Foreman hadn't expected his life to take such a turn. A few years earlier he - and most others - thought he would be heavyweight champion for a long time.
Then he met Ali in Zaire, and everything changed.
It was a fight Foreman thought he would easily win. He was beating everybody up, and Ali was a fading former champion.
Joe Frazier had beaten Ali, and Foreman knocked Frazier down six times in two rounds to win the heavyweight title.
"It was impossible for him to win. There was no way he could beat me," Foreman said.
It turned out there was a way. Ali employed one of the greatest strategic moves in history, covering up on the ropes and making Foreman wear himself out before knocking him out in the eighth round.
"He was smart, but he wasn't as smart as he was brave," Foreman said. "He's the bravest man I've ever met."
Foreman wouldn't fight again for 15 months, and when he did return, his heart wasn't really in it.
Foreman and Ali would go on to become good friends, and remain so today. Ali is perhaps the most recognizable human on the planet, but Foreman is catching up.
His grills have been introduced in Europe. He spends much of his time on the road, pitching products or working as a fight commentator for HBO.
His last fight was a disputed loss to Shannon Briggs in November 1997, when he was 48. Elected earlier this month to the International Boxing Hall of Fame, Foreman says he won't fight again, although he admits to being tempted.
"You think it's an easy thing to stop boxing? It was very hard," he said. "You always think there's one more match."
Foreman says he weighs about 270 pounds now, about 20 over his most recent fighting weight. When you're the grill man, though, there are no weigh-ins.
People used to ask Foreman what it was like to fight Ali and lose. Now they want to know his favorite recipe.
For the record, it's salmon steak seasoned with lemon pepper and garlic powder. He grills it for 3 1/2 minutes, wipes the grill and then puts a sliced bagel on for a minute and a half. Served with lowfat cream cheese, it's a breakfast sandwich fit for a champion.
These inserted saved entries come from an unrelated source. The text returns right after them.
Issue #48, opened 2017-04-22
cache the averaging matrices


lheagy:
right now, we use `sp.hstack` on every call to the averaging matrices to stack the contributions from the x, y, z components (if in 3D). This can be a slow operation for large meshes, so we should use lazy loading to cache the averaging matrices. 

See simpeg/simpeg#587

lheagy:
following from #49, 
"
Good point @ahartikainen. The operators would only need to be reset of the cell sizes changed. Initially, I was inclined to say that if you are changing the cell-sizes, you should just be creating a new mesh, and thus we would never need to clear the operators. However, for example, with the tree mesh, you may refine, run a test or something and then choose to refine or coarsen aspects of the mesh, in which case, we should clear all cached operators. 

cc @rowanc1. 

Maybe for naming it is 
```
mesh.clean()
``` 
? 
"

PR #49, opened 2017-04-22
cache the averaging operators

lheagy:
- cache `aveF2CC`, `aveF2CCV`, `aveE2CC`, `aveE2CCV` as per #48 
- question: do we want to be also caching the components (eg. `aveFx2CC`, ...)? Currently we are, but I think this might be unnecessary. The components are called once more to get the regularization operators constructed, but are then cached there, so it is really only one more call

### DIFF
--- a/discretize/DiffOperators.py
+++ b/discretize/DiffOperators.py
@@ -673,25 +673,34 @@ class DiffOperators(object):
     @property
     def aveF2CC(self):
         "Construct the averaging operator on cell faces to cell centers."
-        if(self.dim == 1):
-            return self.aveFx2CC
-        elif(self.dim == 2):
-            return (0.5)*sp.hstack((self.aveFx2CC, self.aveFy2CC),
-                                   format="csr")
-        elif(self.dim == 3):
-            return (1./3.)*sp.hstack((self.aveFx2CC, self.aveFy2CC,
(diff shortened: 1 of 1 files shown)


discretize/DiffOperators.py
```diff
@@ -702,11 +711,11 @@ def aveFx2CC(self):
 
         if getattr(self, '_aveFx2CC', None) is None:
             n = self.vnC
-            if(self.dim == 1):
+            if self.dim == 1:
```
rowanc1: Thanks for cleaning things up as well. :)

ahartikainen:
Should there be a function to reset all cached variables to None (if one edits the mesh)?

e.g.

    mesh.reset_cache()

lheagy:
Good point @ahartikainen. The operators would only need to be reset of the cell sizes changed. Initially, I was inclined to say that if you are changing the cell-sizes, you should just be creating a new mesh, and thus we would never need to clear the operators. However, for example, with the tree mesh, you may refine, run a test or something and then choose to refine or coarsen aspects of the mesh, in which case, we should clear all cached operators. 

cc @rowanc1. 

Maybe for naming it is 
```
mesh.clean()
``` 
?

lheagy:
I have included the discussion of `.clean()` in #48

Issue #51, opened 2017-04-27
Crash on install of SimPEG seems to be caused by line in discretize/setup.py


Rockpointgeo:
Hi all,

Trying to install SimPEG on my mac. Tried using pip in both python 2.7 and 3.5. I got the same error for both.

Collecting discretize (from SimPEG)
  Using cached discretize-0.1.4.tar.gz
    Complete output from command python setup.py egg_info:
    Traceback (most recent call last):
      File "<string>", line 1, in <module>
      File "/private/var/folders/kb/40gm7_gx27178vg4v7gswlxh0000gn/T/pip-build-yni1k5cp/discretize/setup.py", line 9, in <module>
        from numpy.distutils.core import setup
    ImportError: No module named 'numpy'

Looking at the setup.py file I see that on line 9 it says

from numpy.distutils.core import setup

By no means a python expert but looking at other setup.py files and they mainly seem to have the line

from distutils.core import setup

Could this be the problem? If not back to the drawing board. Any help would be appreciated.

Thanks
Sean

lheagy:
hi @Rockpointgeo, do you have python installed through anaconda?

It look like python / pypi might not be pathed properly on your machine. If you open a terminal and tun `which python` what is the output?

lheagy:
@rowanc1, @jcapriot: do you guys have any thoughts / comments on best practices for creating setup.py files for a package? That is something I could use some pointers on (and in particular when helping troubleshoot instillation)

jcapriot:
My first guess looking at the error is to make sure numpy is installed properly. The setup.py files do use numpy's version of distutils, but obviously that requires numpy to be installed first. So I'd start by checking that.

lheagy:
I think we got it sorted for sean's case (I will let him confirm!). Is the main motivation for using the numpy distutils (rather than the core distutils) for cython?

Rockpointgeo:
Lindsey gave me some help on this. I tried a few things.

1) If I install python using Anaconda during installation many packages are installed including numpy. Then if I install SimPEG via pip there are no errors.

2) If I install python using something else (pyenv via Homebrew for example) no packages are installed during the python installation. If I install SimPEG via pip I get the error.

3) If I install python using something else (pyenv via Homebrew for example) then install the packages listed as dependencies (numpy, scipy, matplotlib, and cython). If I install SimPEG via pip everything is ok.

[...]

PR #56, opened 2017-05-16
setup.py

lheagy:
- better error handling on the import of numpy in setup.py as per #51
- if cython interputils not built - tell user to run `python setup.py install` (not `python setup.py build_ext --inplace`) @rowanc1 or @jcapriot: could one of you double-check me on this? Thanks!

### DIFF
--- a/discretize/utils/interputils.py
+++ b/discretize/utils/interputils.py
@@ -13,7 +13,7 @@ try:
 except ImportError:
     print("""Interpolation will not work, use setup.py to compile the cython:
 
-        python setup.py build_ext --inplace""")
+        python setup.py install""")
     _interpCython = False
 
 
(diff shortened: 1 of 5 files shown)


discretize/utils/interputils.py
```diff
@@ -13,7 +13,7 @@
 except ImportError:
     print("""Interpolation will not work, use setup.py to compile the cython:
 
-        python setup.py build_ext --inplace""")
+        python setup.py install""")
```
lheagy: @rowanc1: can you double check me on this?

jcapriot: The only way interputils would fail to import is if it wasn't installed correctly, so technically this would fix that problem.

However if interputils would fail to build, the install command would not happen, thus you wouldn't be able to even import discretize (because it isn't installed), from the python shell outside the source directory.

Essentially this problem shouldn't come up in normal practice as it would throw the error when it is being installed, and not when it is imported.

lheagy: Quite true, thanks @jcapriot. I will instead add a warning like this in the root init (if you installed from source and didn't run setup.py, that would break)

rowanc1: Thanks @jcapriot and @lheagy

Issue #60, opened 2017-06-12
utils.spzeros efficiency


lheagy:
I think we want to use `sp.dia_matrix` instead of `sp.csr_matrix` for `utils.spzeros` (2x speedup) 

![image](https://user-images.githubusercontent.com/6361812/27048362-4e962472-4f60-11e7-8aa0-ad0036027167.png)

lheagy:
and if the matrix isn't square, it is still faster
![image](https://user-images.githubusercontent.com/6361812/27049479-599b8f0c-4f64-11e7-93ee-42db93d9f2a4.png)

jcapriot:
That makes a lot of sense, considering how the csc/csr matrices are stored, an empty diagonal matrix doesn't require any storage space, whereas the csc/csr matrices still require offset storage which is just an array of zeros the length of columns/rows.

lheagy:
closed with #61

PR #61, opened 2017-06-12
Ref/utils spzeros

lheagy:
use `dia_matrix` instead of `csr_matrix` for spzeros (see #60)

### DIFF
--- a/discretize/utils/matutils.py
+++ b/discretize/utils/matutils.py
@@ -413,6 +413,7 @@ def invPropertyTensor(M, tensor, returnMatrix=False):
 class Zero(object):
 
     __numpy_ufunc__ = True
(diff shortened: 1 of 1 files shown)


lheagy:
The current travis failure is due to a numpy update and the `Utils.Zero()` ...

discretize/utils/matutils.py
```diff
@@ -488,6 +489,7 @@ def T(self):
 class Identity(object):
 
     __numpy_ufunc__ = True
+    __array_ufunc__ = None
```
rowanc1: good catch!

lheagy: thanks rowan!

Issue #66, opened 2017-06-28
Extract core mesh from TreeMesh


rowanc1:
The plotting for an octree is insanely slow. There is also some times that you want to work with a core mesh as a tensor mesh. This requires you to extract pieces and use those.

![image](https://user-images.githubusercontent.com/913249/27615223-edbc8140-5b63-11e7-8b5d-00b77cf11820.png)

A quick sketch of the algorithm in 2D is something like:

```python
# find the first cell of the tree mesh
x0_tensor = MT.gridCC[0, :]
for c in M:
    if np.allclose(c.center, x0_tensor):
        first_cell = c
        break
print(first_cell.center)
print(first_cell._pointer)
ptr = first_cell._pointer

index = np.zeros(MT.vnC, dtype=int)

for ii, nx in enumerate(range(MT.nCx)):
    for jj, ny in enumerate(range(MT.nCy)):
        # if you are not in the last level of the tree mesh 
        # you will have to skip up by that number
        # The last entry of the pointer refers to your level
        ptr_ij = [ptr[0] + nx, ptr[1] + ny, ptr[2]]
        index[ii, jj] = M._cc2i[M._index(ptr_ij)]

index = discretize.utils.mkvc(index)
```

And then you can plot it:
```python
fig, axs = plt.subplots(1, 2, figsize=(15,8))
v = np.sin(M.gridCC[:, 0] * 2.0 * np.pi) * np.sin(M.gridCC[:, 1] * 2.0 * np.pi) + M.gridCC[:, 1]
M.plotImage(v, ax=axs[0])
axs[0].plot(MT.gridCC[:,0], MT.gridCC[:,1], 'kx')

MT.plotImage(v[index], ax=axs[1])
```

Would need a bunch of error checking, and extensions to 3D to make this robust.

cc @micmitch

rowanc1:
A gotcha would be the pointer code if you are not on the lowest level.
Should error in the `M._cc2i` lookup if the cell does not exist.
you will have to step by the gap in `ptr_ij = [ptr[0] + nx, ptr[1] + ny, ptr[2]]` line
You could change the `enumerate(range(MT.nCy*level_from_bottom)[::level_from_bottom])` as a quick hack. 
i.e. level from bottom in this case is 1

domfournier:
I am sure @jcapriot  will have a better trick, but this would avoid looping and using built-in discretize functions:
`
core_cells = mesh.cell_volumes == mesh.cell_volumes.min()
[...]

PR #67, opened 2017-07-03
Extract Core Mesh

lheagy:
- port over fixes that were made in SimPEG extract core mesh

### DIFF
--- a/discretize/utils/meshutils.py
+++ b/discretize/utils/meshutils.py
@@ -173,7 +173,8 @@ def closestPoints(mesh, pts, gridLoc='CC'):
 
 
 def ExtractCoreMesh(xyzlim, mesh, meshType='tensor'):
-    """Extracts Core Mesh from Global mesh
+    """
+    Extracts Core Mesh from Global mesh
 
     :param numpy.ndarray xyzlim: 2D array [ndim x 2]
     :param BaseMesh mesh: The mesh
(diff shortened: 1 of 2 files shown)


discretize/utils/meshutils.py
```diff
@@ -173,17 +173,16 @@ def closestPoints(mesh, pts, gridLoc='CC'):
...
 
     This function ouputs::
 
         - actind: corresponding boolean index from global to core
-        - meshcore: core mesh
-
-    Warning: 1D and 2D has not been tested
+        - meshcore: core sdiscretize mesh
     """
     import discretize
```
thast: The function works again. Thanks.
Would moving that `import` outside of the function improve it too?

thast: Also, we can add a test later this week to improve codecov coverage. I have some 2D and 3D examples we can use.

rowanc1: Examples and tests sound awesome.

I think we might get into some import issues if we take `discretize` outside of the function. It is definitely better practice, though. I think ideally this would be a method on the mesh?

```python
core_mesh = mesh.core_mesh(lims)
```

I think for now just adding the tests would be good enough. Maybe an `assert` statement that doesn't let you do anything else other than `meshType='tensor'`? There is some of this started on for the `TreeMesh` on an issue. 

See #66.

lheagy: @thast: adding a test would be awesome! I will hold off on merging this until we add one. Would you be game to do that??

@rowanc1: agreed, later on, we should think about making this a method on the mesh, but for now, I think the scope of this pr is to get the util cleaned up so that we are at least back to baseline functionality.

tests/base/test_utils.py
```diff
@@ -381,5 +382,47 @@ def test_both(self):
         assert o*z + o == 1
         assert o-z == 1
 
+
+class TestMeshUtils(unittest.TestCase):
```
lheagy: Thanks @thast!!

PR #70, opened 2017-09-01
Ref/properties

lheagy:
# Implement properties in discretize

Use properties to define the properties of a class that are necessary to completely define the object. This allows us to serialize, save and load meshes (also copy!)

image

## todos
- [x] test on cyl mesh
- [x] test on tree mesh
- [x] test on curvi mesh

@rowanc1, @fwkoch: if you guys would be willing to do a review, I would appreciate another set of eyes

## Related issues 
- private properties: aranzgeo/properties#191
- arrays with arbitrary shape: aranzgeo/properties#192


README.rst
```diff
@@ -21,9 +21,6 @@ discretize
     :target: https://www.codacy.com/app/lindseyheagy/discretize?utm_source=github.com&amp;utm_medium=referral&amp;utm_content=simpeg/discretize&amp;utm_campaign=Badge_Grade
     :alt: codacy status
 
-.. image:: https://www.quantifiedcode.com/api/v1/project/97126041a7e7400fbf1c5555bed514dc/badge.svg
```
lheagy: we weren't really using this and they discontinued it

discretize/BaseMesh.py
```diff
@@ -290,11 +306,33 @@ def projectEdgeVector(self, eV):
...
+        Make a copy of the current mesh
+        """
+        return properties.copy(self)
+
 
 class BaseRectangularMesh(BaseMesh):
     """BaseRectangularMesh"""
     def __init__(self, n, x0=None):
-        BaseMesh.__init__(self, n, x0)
+        BaseMesh.__init__(self, n, x0=x0)
```
lheagy: this isn't strictly necessary. just for clarity

discretize/BaseMesh.py
```diff
@@ -590,16 +628,34 @@ def r(self, x, xType='CC', outType='CC', format='V'):
             eX, eY, eZ = r(edgeVector, 'E', 'E', 'V')
         """
 
-        assert (type(x) == list or isinstance(x, np.ndarray)), "x must be either a list or a ndarray"
-        assert xType in ['CC', 'N', 'F', 'Fx', 'Fy', 'Fz', 'E', 'Ex', 'Ey', 'Ez'], "xType must be either 'CC', 'N', 'F', 'Fx', 'Fy', 'Fz', 'E', 'Ex', 'Ey', or 'Ez'"
-        assert outType in ['CC', 'N', 'F', 'Fx', 'Fy', 'Fz', 'E', 'Ex', 'Ey', 'Ez'], "outType must be either 'CC', 'N', 'F', Fx', 'Fy', 'Fz', 'E', 'Ex', 'Ey', or 'Ez'"
+        allowed_xType = [
```
lheagy: whitespace cleanup

discretize/CurvilinearMesh.py
```diff
@@ -25,7 +27,62 @@ def normalize3D(x):
     return x/np.kron(np.ones((1, 3)), utils.mkvc(length3D(x), 2))
 
 
-class CurvilinearMesh(BaseRectangularMesh, DiffOperators, InnerProducts, CurviView):
+class Array(properties.Array):
```
lheagy: This is the implementation of an array that doesn't care about shape (I allow shape to be `'*'` which could be a 1D, 2D or 3D array). See discussion on aranzgeo/properties#192

discretize/TreeMesh.py
```diff
@@ -98,23 +99,48 @@ class TreeMesh(BaseTensorMesh, InnerProducts, TreeMeshIO):
 
     _meshType = 'TREE'
 
-    def __init__(self, h, x0=None, levels=None):
+    levels = properties.Integer(
+        "discretization level",
+        min=0
+    )
+
+    cells = properties.Set(
```
lheagy: I would prefer to keep this a private variable `_cells`. See discussion on aranzgeo/properties#191

discretize/TreeUtils.c
```diff
@@ -1,8 +1,8 @@
-/* Generated by Cython 0.24.1 */
+/* Generated by Cython 0.25.2 */
```
lheagy: If you prefer, I can remove this. Updated cython cc @rowanc1

tests/base/test_tensor.py
```diff
@@ -19,7 +19,6 @@ def setUp(self):
     def test_vectorN_2D(self):
         testNx = np.array([3, 4, 5, 6])
         testNy = np.array([5, 6, 8])
-
```
lheagy: just whitespace in this file

discretize/BaseMesh.py
```diff
@@ -1,41 +1,57 @@
...
-    :param numpy.array n: (or list) number of cells in each direction (dim, )
-    :param numpy.array x0: (or list) Origin of the mesh (dim, )
-
     """
 
+    # Properties
+    n = properties.Array(
+        "number of cells in each direction (dim, )",
+        dtype=int,
+        required=True,
```
rowanc1: Do we want `min_length` or `max_length` here?

http://propertiespy.readthedocs.io/en/latest/content/container.html#properties.List

discretize/BaseMesh.py
```diff
@@ -1,41 +1,57 @@
...
-        return self._x0
+            self.x0 = np.zeros(len(self.n))
+        else:
+            self.x0 = x0
+
+    # Validators
+    @properties.validator('n')
+    def check_n_shape(self, change):
+        change['value'] = np.array(change['value'], dtype=int).ravel()
+        if len(change['value']) > 3:
```
rowanc1: I think this can be solved by min/max length in the list property.

discretize/BaseMesh.py
rowanc1: Actually, that is only for lists. Perhaps we could change properties to have a `set` of tuples for defining the shape?

`shape={(1,), (2,), (3,)}`??

discretize/BaseMesh.py
```diff
@@ -1,41 +1,57 @@
...
+    BaseMesh does all the counting you don't want to do.
     BaseMesh should be inherited by meshes with a regular structure.
-
-    :param numpy.array n: (or list) number of cells in each direction (dim, )
-    :param numpy.array x0: (or list) Origin of the mesh (dim, )
-
     """
 
+    # Properties
+    n = properties.Array(
```
rowanc1: Can we change this later? Having it as a public property seems to suggest that we can change it....

discretize/CurvilinearMesh.py
```diff
@@ -41,28 +115,48 @@ class CurvilinearMesh(BaseRectangularMesh, DiffOperators, InnerProducts, CurviVi
...
-    def __init__(self, nodes):
-        assert type(nodes) == list, ("'nodes' variable must be a list of "
-                                     "np.ndarray")
-        assert len(nodes) > 1, "len(node) must be greater than 1"
+    nodes = properties.List(
+        "List of arrays describing the node locations",
+        Array(
+            "node locations in a dimension",
+            shape='*'
+        ),
```
rowanc1: min=2 and max=3 length on the list?

discretize/BaseMesh.py
lheagy: see aranzgeo/properties#191

discretize/BaseMesh.py
lheagy: not sure if we need something that complex? this is just 3 numbers (at most), nCx, nCy, nCz

lheagy: That would be handy

discretize/BaseMesh.py
lheagy: This isn't a list (it is an array). Which I don't think has a min/max length

discretize/BaseMesh.py
lheagy: agreed though - ideally, this should remain a private variable

discretize/BaseMesh.py
```diff
@@ -1,41 +1,57 @@
...
+    def check_n_shape(self, change):
+        change['value'] = np.array(change['value'], dtype=int).ravel()
+        if len(change['value']) > 3:
+            raise Exception(
+                "Dimensions of {}, which is higher than 3 are not "
+                "supported".format(change['value'])
+            )
+
+    @properties.validator('x0')
+    def check_x0_vs_n(self, change):
```
fwkoch: A couple picky thoughts on this:
- `self.n` _could_ be `None` if someone deletes it or sets it to undefined. `len(None)` would give an ugly error. Possibly worth adding an extra sanity check for that?
- Also, possibly worth running this check in the other direction (ie you validate `x0` vs `n`, but not `n` vs `x0`) - may come up depending on how someone is using this.

discretize/BaseMesh.py
```diff
@@ -44,7 +60,7 @@ def dim(self):
         :rtype: int
         :return: dim
         """
-        return self._dim
+        return len(self.n)
```
fwkoch: For all of these, actually, possibly worth checking if things (`self.n`, `self.dims`, etc.) are `None`.

discretize/CurvilinearMesh.py
fwkoch: Union property could work well - see my comment on aranzgeo/properties#192

discretize/CurvilinearMesh.py
```diff
@@ -41,28 +115,48 @@ class CurvilinearMesh(BaseRectangularMesh, DiffOperators, InnerProducts, CurviVi
...
+    )
 
-        for i, nodes_i in enumerate(nodes):
-            assert isinstance(nodes_i, np.ndarray), ("nodes[{0:d}] is not a"
-                                                     "numpy array.".format(i))
-            assert nodes_i.shape == nodes[0].shape, ("nodes[{0:d}] is not the "
-                                                     "same shape as nodes[0]"
-                                                     .format(i))
+    def __init__(self, nodes=nodes, **kwargs):
```
fwkoch: Looks like you are using `nodes`, the `properties.List`, as the default value...? Seems fishy... though I may be missing something.

discretize/CylMesh.py
```diff
@@ -29,17 +30,39 @@ class CylMesh(BaseTensorMesh, BaseRectangularMesh, InnerProducts, CylView):
...
+
+        # assert len(self.cartesianOrigin) == self.dim, (
+        #     "cartesianOrigin must be the same length as the dimension"
+        #     " of the mesh."
+        # )
+        # self.cartesianOrigin = np.array(self.cartesianOrigin, dtype=float)
+
+    @properties.validator('cartesianOrigin')
+    def check_cartesian_origin_shape(self, change):
+        change['value'] = np.array(change['value'], dtype=float).ravel()
```
fwkoch: This is cool! I like seeing that you are using the validator to (possibly) change the value.

discretize/TensorMesh.py
```diff
@@ -18,25 +19,58 @@ class BaseTensorMesh(BaseMesh):
...
+                    "h[{0:d}] is not a numpy array.".format(i)
+                )
+                assert len(h_i.shape) == 1, (
+                    "h[{0:d}] must be a 1D numpy array.".format(i)
+                )
+                h[i] = h_i[:]  # make a copy.
+
+        else:
+            assert 'h' in kwargs.keys(), 'cell widths must be provided'
+            h = kwargs.pop('h')
```
fwkoch: This is a little funny - on first impulse, my question was "Why does `h` get special treatment as an arg but not as a kwarg?" Looking into it further, though, as long as h is provided as an arg or a kwarg, it will set `h_in`. So really, this line will never be reached; if the `else` clause is reached, the `assert` will fail (I think at least).

Silly example:
image

discretize/TensorMesh.py
```diff
@@ -55,38 +89,35 @@ def __init__(self, h_in, x0_in=None):
...
+            n = kwargs.pop('n')
+            assert (n == np.array([x.size for x in h])).all(), (
+                "Dimension mismatch. The provided n doesn't "
             )
-        else:
-            BaseMesh.__init__(self, np.array([x.size for x in h]), x0)
 
-        # Ensure h contains 1D vectors
-        self._h = [utils.mkvc(x.astype(float)) for x in h]
+        n = np.array([x.size for x in h])
```
fwkoch: Should this be `else`?

discretize/utils/meshutils.py
```diff
@@ -12,6 +14,22 @@
     num_types = [int, float]
 
 
+def load_mesh(filename):
+    """
+    Open a json file and load the mesh into the target class
+
+    As long as there are no namespace conflicts, the target __class__
```
fwkoch: If you want, you can narrow down your namespace a little by overriding the `_REGISTRY` on your `BaseMesh` class (ie just add `_REGISTRY = {}` to the class). Then you could say `data = BaseMesh.deserialize(...)` and it will only look at classes that inherit from `BaseMesh` (and therefore are on the BaseMesh registry, rather than the HasProperties registry).

discretize/TensorMesh.py
lheagy: It is a bit odd, and maybe you have a suggestion for me on how this might be made more transparent?

The reason for this is to support two uses: 
1. creating the mesh with `h, x0` as args (or `h_in`). This is currently how most people work with the API
2. the reason for having `h` also allowed as a kwarg is so that I can create a re-create a mesh from a serialized mesh

image

where `load_mesh` deserializes the mesh (https://github.com/simpeg/discretize/blob/ref/properties/discretize/utils/meshutils.py#L17)

```python
def load_mesh(filename):
    """
    Open a json file and load the mesh into the target class
    As long as there are no namespace conflicts, the target __class__
    will be stored on the properties.HasProperties registry and may be
    fetched from there.
    :param str filename: name of file to read in
    """
    with open(filename, 'r') as outfile:
        jsondict = json.load(outfile)
        data = properties.HasProperties.deserialize(jsondict, trusted=True)
    return data
``` 

and for this I am under the impression that all properties in the serialized json needed to be able to be read in as kwargs.

discretize/TreeMesh.py
```diff
@@ -98,23 +99,48 @@ class TreeMesh(BaseTensorMesh, InnerProducts, TreeMeshIO):
...
+        "cells in the tree mesh",
+        properties.Integer(
+            "cell number",
+            min=0
+        ),
+        default=set()
```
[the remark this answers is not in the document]
lheagy: ah, thanks

discretize/utils/meshutils.py
lheagy: Ok, cool, thanks!

discretize/TensorMesh.py
fwkoch: I see the need for h as both arg and kwarg - I think that is still covered.

This exposes a bit of a subtlety with how Python treats args/kwargs. If a named arg variable shows up anywhere in the kwargs (and is not provided in the args) it is assigned to the associated arg (and that variable does not show up in `kwargs` internal to the function).

If you play around with this:

```python
class Blah(object):
    
    def __init__(self, h=None, x0=None, **kwargs):
        print(h)
        print(x0)
        print(kwargs)
```

You will find for all of these, `kwargs = {'something_else': 2}`:

```python
Blah(0, 1, something_else=2)
Blah(h=0, x0=1, something_else=2)
Blah(something_else=2, x0=1, h=0)
```
This errors (h assigned twice):
```python
Blah(0, x0=1, something_else=2, h=3)
```

So bottom line, even if it is coming in as a deserialized dict, the argument will still be moved to the right place. Does that make sense...?

discretize/CurvilinearMesh.py
lheagy: This is an array, so we can't, but I will implement the Union Property as suggested by @fwkoch

discretize/CurvilinearMesh.py
lheagy: thanks, this is a typo.

lheagy:
Properties can now be private (see aranzgeo/properties#194, thanks @fwkoch!!), so...  
- on the BaseMesh `n` is a private property (`_n`)
- on the TreeMesh, `levels` and `cells` are private  (`_levels` and `_cells`)

and Arrays can now be given a set for the shape (see aranzgeo/properties#195), so 
- on the CurviMesh, `nodes` is a list of arrays.

I am happy with the state of this pr at this point, @rowanc1, if you are as well, I will do a beta release and merge to dev.

discretize/BaseMesh.py
```diff
@@ -290,11 +351,33 @@ def projectEdgeVector(self, eV):
         ), 'eV must be an ndarray of shape (nE x dim)'
         return np.sum(eV*self.tangents, 1)
 
+    def save(self, filename='mesh.json', verbose=False):
```
rowanc1: This might want to be on a base class for simpeg in future (or in the utils of discretize)? It looks like a pretty generic function.

discretize/BaseMesh.py
```diff
@@ -590,44 +673,69 @@ def r(self, x, xType='CC', outType='CC', format='V'):
...
         assert format in ['M', 'V'], "format must be either 'M' or 'V'"
-        assert outType[:len(xType)] == xType, "You cannot change types when reshaping."
-        assert xType in outType, 'You cannot change type of components.'
+        assert outType[:len(xType)] == xType, (
+            "You cannot change types when reshaping."
+        )
+        assert xType in outType, "You cannot change type of components."
+
         if type(x) == list:
             for i, xi in enumerate(x):
```
rowanc1: It looks like this never gets hit by tests. Did it before?

discretize/CurvilinearMesh.py
```diff
@@ -41,37 +45,60 @@ class CurvilinearMesh(BaseRectangularMesh, DiffOperators, InnerProducts, CurviVi
...
 
-    def __init__(self, nodes):
-        assert type(nodes) == list, ("'nodes' variable must be a list of "
-                                     "np.ndarray")
-        assert len(nodes) > 1, "len(node) must be greater than 1"
+    nodes = properties.List(
+        "List of arrays describing the node locations",
+        prop=properties.Array(
+            "node locations in an n-dimensional array",
+            shape={('*', '*'), ('*', '*', '*')}
```
rowanc1: Cool!

discretize/BaseMesh.py
lheagy: Agreed. Once we have injected properties elsewhere in SimPEG we can abstract this up.

discretize/BaseMesh.py
lheagy: The only thing I changed above is whitespace. This particular line has not changed at all in this pr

"If I could eat anything, that's the one thing I want," Foreman said.
He would like people to remember he was once a great champion and came back to become a champion once again. He would like them to listen to him preach.
But he's the grill man now, and he's rich beyond belief because of it.
He'd rather be preaching, but a man has to make a living.
"It works," Foreman said. "You're not ashamed of it."